Quantitative Research refers to the systemic empirical exploration of the observable phenomena through computational, statistical or mathematical techniques. This research aims to develop as well as hypotheses, mathematical models, and theories regarding phenomena. The method of measurement is a very significant tool as it provides us with the connection between mathematical expression and the empirical observations. The purpose of the technique is to predict, explain and control the phenomena via a focused collection of the numerical data that is used to test the hypothesis and make deductions. The approach is focused, objective and outcome oriented. The method can be controlled to a degree. It is random, and the intent is to select a large representative sample to generalize the results to a population. There are standardized and numerical measurements and numbers at the end. The method is structured, inflexible, and specified in detail. The raw data are numbers at the end of the study.
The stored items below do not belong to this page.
PR #15146, opened 2026-07-03
Build without PEP 517 isolation in nox sessions to keep cargo caches warm

reaperhulk:
PEP 517 build isolation creates a temporary virtualenv with a randomized path for every build, so `PYO3_PYTHON` changes on each install. `cryptography-cffi`'s build script registers `rerun-if-env-changed=PYO3_PYTHON`, so `cryptography-cffi` and `cryptography-rust` recompile on every CI job even with a fully warm rust-cache — and on free-threaded (non-abi3) builds the pyo3 crates recompile too, since the maturin-generated interpreter config also embeds the ephemeral path. See https://github.com/PyO3/pyo3/issues/6113 (the upstream `PYO3_BASE_PYTHON` fix is deferred to pyo3 0.30).

This installs the `[build-system].requires` into the session venv (constrained by `ci-constraints-requirements.txt`, same as the `flake` session already does) and passes `--no-build-isolation`, so the build backend runs from the stable `.nox/<session>` interpreter and cargo fingerprints stay valid across runs.

Verified locally: with isolation, every reinstall recompiles the two crates (~30s of cargo on 4 cores); without it, a warm-cache reinstall with identical env compiles nothing (cargo finishes in 0.05s).

Note: this PR also bumps the rust-cache key. PR runs restore main's caches (whose fingerprints contain the old ephemeral paths) and rust-cache skips saving on an exact key hit, so without a key roll the stable-fingerprint cache would never get saved and the win would only appear once caches roll naturally. CI timing comparisons will be posted on this PR.

https://claude.ai/code/session_01Lj3BsMN8xmPQQ89d6nzDcZ

---
_Generated by [Claude Code](https://claude.ai/code/session_01Lj3BsMN8xmPQQ89d6nzDcZ)_

### DIFF
--- a/.github/actions/cache/action.yml
+++ b/.github/actions/cache/action.yml
@@ -19,4 +19,4 @@ runs:
         KEY: "${{ inputs.key }}"
     - uses: Swatinem/rust-cache@c19371144df3bb44fab255c43d04cbc2ab54d1c4  # v2.9.1
       with:
-        key: ${{ steps.normalized-key.outputs.key }}-5
+        key: ${{ steps.normalized-key.outputs.key }}-6
--- a/noxfile.py
+++ b/noxfile.py
@@ -44,6 +44,18 @@ def load_pyproject_toml() -> dict:
         return tomllib.load(f)
 
 
+def install_cryptography(session: nox.Session, *args: str) -> None:
+    # Install the build requirements into the session's environment and
+    # then build without PEP 517 build isolation. Build isolation uses a
+    # temporary virtualenv with a randomized path, so PYO3_PYTHON differs
+    # on every build, which defeats cargo's caching of anything whose
+    # build script depends on it.
+    # See https://github.com/PyO3/pyo3/issues/6113
+    pyproject_data = load_pyproject_toml()
+    install(session, *pyproject_data["build-system"]["requires"])
+    install(session, "--no-build-isolation", *args)
+
+
 @nox.session
 @nox.session(name="tests-ssh")
 @nox.session(name="tests-randomorder")
@@ -73,13 +85,13 @@ def tests(session: nox.Session) -> None:
     install_spec = f".[{','.join(extras)}]"
     install(session, "-e", "./vectors")
     if session.name == "tests-rust-debug":
-        install(
+        install_cryptography(
             session,
             "--config-settings-package=cryptography:build-args=--profile=dev",
             install_spec,
         )
     else:
-        install(session, install_spec)
+        install_cryptography(session, install_spec)
 
     install(
         session,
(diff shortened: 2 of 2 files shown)


reaperhulk:
## CI timing results (4 measured runs on this PR)

| Run | Condition | Wall clock |
|---|---|---|
| main [28675190534](https://github.com/pyca/cryptography/actions/runs/28675190534) / [28659707361](https://github.com/pyca/cryptography/actions/runs/28659707361) | baseline (isolation, warm cache) | 5m47s / 7m16s |
| A [28678670499](https://github.com/pyca/cryptography/actions/runs/28678670499) | fix, stale `-5` caches from main | 5m03s |
| B [28679077977](https://github.com/pyca/cryptography/actions/runs/28679077977) | fix, cold caches (`-6` key roll) | 5m50s |
| C [28679399945](https://github.com/pyca/cryptography/actions/runs/28679399945) | fix, warm stable caches | 4m58s |
| D [28679807220](https://github.com/pyca/cryptography/actions/runs/28679807220) | fix, warm stable caches | 6m07s |

**What the logs prove:** the fix works as intended. In the warm runs (C/D), the pip-install build (`nox --install-only`) compiles **only the 8 workspace crates** — the pyo3 dependency chain is fully cache-stable on every platform, including the free-threaded jobs where it previously rebuilt every run. Example: windows 3.14t `nox --install-only` dropped from ~112s (baseline, compiles pyo3 + workspace) to ~80s (workspace only). A pleasant side-effect measured in run B: a full cache roll now only costs ~1 minute of wall clock, since the whole dependency tree builds in ~50s on the Linux runners.

**What it doesn't show:** total wall clock and per-job composites are within run-to-run noise (windows-tests composite: baseline 197–261s vs warm runs 168–249s; linux `Create nox environment` median ~40s in all runs). Two reasons, both now understood:

1. **rust-cache doesn't cache workspace crates** (default `cache-workspace-crates: false`), and those are the dominant remaining compile cost (~40–50s/job). This PR makes their fingerprints stable, which is the prerequisite — but enabling workspace-crate caching also requires solving cargo's mtime-based freshness on fresh checkouts (naively pinning mtimes to a fixed date would make cargo *miss real source changes*; it needs `git restore-mtime`-style per-file commit times, or sccache). Deliberately left as follow-up.
2. The `rust` session's `cargo test` build has its own pyo3/pyo3-ffi rebuild each run (no `PYO3_PYTHON` involved — pre-existing and unrelated to build isolation). Also follow-up.

So: correct fix, verified mechanism, ~30s of real redundant compile removed per job, but the headline wall-clock win is gated on the workspace-cache follow-up this enables.

https://claude.ai/code/session_01Lj3BsMN8xmPQQ89d6nzDcZ

---

PR #15149, opened 2026-07-04
reject fractional seconds in crl invalidity date

dxbjavid:
The InvalidityDate CRL entry extension parses its GeneralizedTime with the lenient asn1::GeneralizedTime, so a CRL whose invalidity date carries fractional seconds (or another non-DER form) is accepted and the fraction is silently dropped on the way to the Python datetime. Every other X.509 time field, and this extension's own encoder, already use the strict asn1::X509GeneralizedTime, which forbids fractional seconds as required by RFC 5280 and X.690 11.7. This moves the decode over to that strict type so the malformed value is rejected rather than quietly truncated.


alex (dismissed):

alex:
Please document the vector in test-vectors.rst

dxbjavid:
done, added an entry for it under the CRL vectors in test-vectors.rst.

alex (approved):

dxbjavid:
TY!

PR #15156, opened 2026-07-04
Add ML-KEM validation tests

Ap4sh:
## summary
- add coverage for ML-KEM `from_public_bytes()` rejecting invalid raw public key lengths and non-buffer inputs
- add coverage for ML-KEM `decapsulate()` rejecting invalid ciphertext lengths and non-buffer inputs

This just locks in the existing validation behavior around raw key and ciphertext inputs

## tests
- `PYTEST_XDIST_AUTO_NUM_WORKERS=2 python3 -m nox -e local -- tests/hazmat/primitives/test_mlkem.py`


reaperhulk:
This is not a useful PR. We already test `decapsulate` and `from_public_bytes` with incorrect lengths, and the TypeError tests re-exercise our standard CffiBuf branching.

PR #15172, opened 2026-07-05
Skip slow DH_check tests on AWS-LC and LibreSSL for large moduli

reaperhulk:
## Summary
Add a test skip condition for DH parameter validation tests when using AWS-LC or LibreSSL with large moduli (≥3072 bits), as DH_check is known to be very slow on these backends for large key sizes.

## Changes
- Import `rust_openssl` bindings to detect AWS-LC and LibreSSL backends
- Add conditional skip in `test_dh_parameters_allows_rfc3526_groups` for large moduli on AWS-LC and LibreSSL
- Reference AWS-LC issue https://github.com/aws/aws-lc/issues/3335 tracking the performance problem

## Details
The DH_check operation is significantly slower on AWS-LC and LibreSSL when validating large Diffie-Hellman parameters (3072 bits and above). This change prevents test timeouts by skipping these specific test cases on affected backends while maintaining full test coverage on other OpenSSL implementations.

https://claude.ai/code/session_01PL9rchfs5nzFEamLrJnVTZ

### DIFF
--- a/tests/hazmat/primitives/test_dh.py
+++ b/tests/hazmat/primitives/test_dh.py
@@ -11,6 +11,7 @@ import typing
 
 import pytest
 
+from cryptography.hazmat.bindings._rust import openssl as rust_openssl
 from cryptography.hazmat.primitives import serialization
 from cryptography.hazmat.primitives.asymmetric import dh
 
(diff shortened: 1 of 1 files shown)


alex (approved):

tests/hazmat/primitives/test_dh.py
```diff
@@ -176,6 +177,16 @@ def test_dh_parameters_allows_rfc3526_groups(self, backend, vector):
         p = int.from_bytes(binascii.unhexlify(vector["p"]), "big")
         if backend._fips_enabled and p < backend._fips_dh_min_modulus:
             pytest.skip("modulus too small for FIPS mode")
+        # DH_check is very slow for large moduli on AWS-LC and LibreSSL.
+        # For AWS-LC this is tracked in
+        # https://github.com/aws/aws-lc/issues/3335
+        if (
+            rust_openssl.CRYPTOGRAPHY_IS_AWSLC
+            or rust_openssl.CRYPTOGRAPHY_IS_LIBRESSL
```
botovq, line 185: Why is this still needed?

To be clear: I have added special casing for the RFC 2409, RFC 3526, RFC 7919 primes in https://github.com/openbsd/src/commit/9ac14cf7a1b28db2437e849540c0abe6a436a03d and follow-ups, so this should not be slow on LibreSSL 4.3.0 and later.

alex: We still test against 4.2.1 (since it's still in an OpenBSD that's supported), and I believe that doesn't have this fix yet -- we should be able to remove it after the next OpenBSD release.

botovq: That's right. Fix is in 4.3.0 and later but was not backported to the 4.2 branch. Thanks.

PR #15174, opened 2026-07-05
Raise MSRV to 1.85

alex:
Raises the minimum supported Rust version from 1.83.0 to 1.85.0.

- `Cargo.toml`: bump the workspace `rust-version` to 1.85.0.
- `.github/workflows/ci.yml`: pin the three MSRV matrix builds (plain, AWS-LC, BoringSSL) to 1.85.0 and drop the now-satisfied "1.85: 2024 edition" line from the future-MSRV comment.
- `docs/installation.rst`: document the new minimum version and update the distro notes — RHEL/CentOS now requires 9.7+ (9.6 ships Rust 1.84.1) and Alpine now requires 3.22+ (3.21 ships Rust 1.83). The Debian note is unchanged since trixie ships rustc 1.85.0.
- `CHANGELOG.rst`: note the MSRV change in the unreleased 51.0.0 section.

## Coverage

This PR deliberately contains **no coverage workaround**. Starting with Rust 1.84, functions consisting entirely of proc-macro expanded code (`#[derive(...)]`, `#[pyo3::pyclass]`, `#[pyo3::pymethods]`) get defective coverage mappings: the residual attribute-line region is wired to a non-entry counter that never fires, so the line reports 0 even when the function runs. The 1.83 MSRV jobs were the last toolchain producing correct (entry-wired) mappings, so bumping them to 1.85 makes the combined-coverage gate fail with ~124 missed statements, all on attribute lines.

A compiler fix is up at rust-lang/rust#158833. Until it reaches the toolchains CI collects coverage from, the coverage job here is expected to fail — the red gate doubles as a canary: when it goes green vanilla, the upstream fix has landed in the relevant toolchains and this can merge as-is.

https://claude.ai/code/session_01X4EZ7B8sU7cLxPP4qnHfAm


alex:
Blocked on https://github.com/rust-lang/rust/pull/158833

The advantage of this strategy is that the method is standardized hence effective in comparing results from similar studies (Bryman, 2015). It eliminates bias it involves many cases and few variables. The technique is reliable and valid since it employs prescribed procedures. The disadvantage of this method is that standardization may cause biases (Creswell, 2013).
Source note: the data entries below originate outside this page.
PR #15213, opened 2026-07-06
Fetch test vectors via codeload tarballs instead of git clones

alex:
Tests whether codeload snapshot tarballs are faster than the two `actions/checkout` clones for fetching wycheproof and x509-limbo. Baseline from main's runs on 2026-07-06: the "Clone test vectors" step costs ~11–18s per job.

- The vectors are fetched as `https://codeload.github.com/<repo>/tar.gz/<sha>` downloads, extracted in parallel. This skips git ref negotiation, server-side pack generation, client-side object hashing, and writing ~40MB of `.git` directories. `curl --retry` handles transient failures, and a failed download fails the step.
- The pinned refs move from checkout `ref:` values to env vars on the download step. The `bump_dependency.py` patterns in `x509-limbo-version-bump.yml` are updated to match; verified by running the bump script against the new file (it matches the current SHAs).
- One thing this run answers: whether the container jobs' images (alpine, distros) all have `curl` — the checkout action brought its own node runtime, `curl`/`tar` come from the image.

To evaluate: compare the "Clone test vectors" step duration against main's ~11–18s. Note codeload only serves gzip (no zstd option — the `.tar.gz` is the payload, not a transport encoding, so `Accept-Encoding` can't upgrade it).

### DIFF
--- a/.github/actions/fetch-vectors/action.yml
+++ b/.github/actions/fetch-vectors/action.yml
@@ -1,22 +1,34 @@
-name: Clone test vectors
-description: Clones the wycheproof and x509-limbo repositories
+name: Fetch test vectors
+description: Fetches the wycheproof and x509-limbo repositories
 
 runs:
   using: "composite"
 
   steps:
-    - uses: actions/checkout@9c091bb21b7c1c1d1991bb908d89e4e9dddfe3e0 # v7.0.0
-      with:
-        repository: "C2SP/wycheproof"
-        path: "wycheproof"
+    # Codeload snapshots skip the git protocol entirely: no ref
+    # negotiation, no server-side pack generation, no client-side object
+    # hashing, and no .git directory to write. The two downloads run in
+    # parallel.
+    - name: Download test vectors
+      shell: bash
+      run: |
+        download() {
+          curl --fail --silent --show-error \
+            --retry 4 --retry-all-errors --retry-delay 2 \
+            --output "$2.tar.gz" \
+            "https://codeload.github.com/$1/tar.gz/$3"
+          mkdir "$2"
+          tar -xzf "$2.tar.gz" --strip-components=1 -C "$2"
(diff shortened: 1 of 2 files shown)


alex:
Results are in. "Clone test vectors" step durations, comparing a main run from earlier today ([28816429921](https://github.com/pyca/cryptography/actions/runs/28816429921), two serial `actions/checkout` clones) against this PR's run ([28827263185](https://github.com/pyca/cryptography/actions/runs/28827263185), two parallel codeload tarball downloads):

| job family | main: git clones | this PR: tarballs | savings/job |
|---|---|---|---|
| macos (n=5) | 9–13s, avg **11.0s** | 1–2s, avg **1.4s** | ~10s |
| linux, ubuntu-latest (n=20) | 3–10s, avg **4.3s** | 1–2s, avg **1.2s** | ~3s |
| distros, containers (n=13) | 3–8s, avg **3.9s** | 0–5s, avg **1.7s** | ~2s |
| alpine, container (n=2) | 4–5s, avg **4.5s** | **2s** | ~2.5s |

Notes:

- Every container image turned out to have `curl`, so the tarball path works everywhere and no checkout fallback is needed.
- Windows step timings aren't visible through the jobs API (they're inside the `windows-tests` composite), but the jobs pass.
- The macOS win is the most valuable one: those 5 jobs sit in the 5-concurrent-runner pool, so ~10s per job comes straight off the queue backlog during merge bursts.
- Summed over a full CI run this is roughly 2 minutes of runner time, all from a step that produces identical bytes.

The delta is bigger than raw transfer would suggest because the clone path pays for ref negotiation, server-side pack generation, client-side object hashing, ~40MB of `.git` writes, and ran the two clones serially — the tarball path is just two concurrent HTTP streams into `tar -xz`.

---

reaperhulk (approved):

Qualitative Research Sampling Strategy
Qualitative Research is a method of inquiry that is used in many academic disciplines like natural sciences and social sciences. The strategy emphasizes the importance of looking at variables in their natural setting where they are found. This method is text-based, unlike the quantitative method which is number based (Brannen, 2017). The inductive process is used to formulate the theory or hypothesis whereas in the quantitative method the primary deductive process is used to test the pre-specified concepts, suggestions and the constructs that make up an argument. This approach is less generalized. It also has unstructured and semi-structured response options, unlike the quantitative method which has fixed response options (Creswell, 2013). The advantages of the method are that the subjects and issues can be evaluated in depth and interviews are not limited to particular questions. The disadvantages are the fact that the quality of the research is dependent on skills of the researcher and findings can be time-consuming and difficult to present in visual ways.
Discussion Prompt 2
The sample that is used to represent the whole population should be chosen carefully since an inappropriate sample size and quality can put the entire research project into question. The researcher selects the sample size regarding the size of the more significant population, the item in question and the kind of information that the researcher wants to collect. My research question is What are the effects of Alzheimers on the patients family members. and my sample size is 30. I choose the sample size to be thirty since this is an appropriate representation of the whole population. The sample size is not enormous hence will give accurate results.
Brannen, J. (Ed.). (2017). Mixing methods: Qualitative and quantitative research. Routledge.
Bryman, A. (2015). Social research methods. Oxford university press.
Creswell, J. W. (2013). Research design: Qualitative, quantitative, and mixed methods approaches. Sage publications.